Issue #77, opened 2026-07-08
Phase B: Dimension-sweep benchmark - Apple GPU vs CPU crossover


neuromechanist:
## Context
Measurement phase of the epic. MPS lost on 32-channel data (#63: 0.51x) because of
**fixed per-op Metal dispatch overhead**, which amortizes as tensors grow - 32 channels
was the wrong regime to judge MPS. This phase finds the crossover where Apple GPU actually
wins. Runs last so it can benchmark the Phase A float32 path (and Phase C MLX if landed).

## Approach
- Extend `benchmarks/benchmark_gpu.py` with a **dimension sweep**: channel count
  (32/64/128/256), `block_size`, and `n_models`.
- Compare MPS-float32 (and MLX if Phase C landed) vs CPU float64/float32 - warmed, min of
  repeats, CUDA-synchronized.
- Identify and document the crossover point(s).

## Data note (timing, not correctness)
Real sample EEG is 32 channels; higher channel counts are produced by tiling/replicating
real channels purely to size the tensors. This is a **throughput benchmark, not a
correctness test** - the NO-MOCKS rule governs correctness tests, and no correctness claim
is made from tiled data.

## Acceptance
- Crossover curve documented in `.context/issue-63/perf_findings.md` (or a new perf note).
- `benchmark_gpu.py` runs the sweep behind a single CLI flag.

## Dependencies
Blocked by **Phase A** (needs stable float32); benefits from **Phase C** (compare MLX).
......
From the listing above, output exactly the run of lines that starts with the line containing "Real sample EEG" and ends with the line containing "correctness test** - the".

Real sample EEG is 32 channels; higher channel counts are produced by tiling/replicating
real channels purely to size the tensors. This is a **throughput benchmark, not a
correctness test** - the NO-MOCKS rule governs correctness tests, and no correctness claim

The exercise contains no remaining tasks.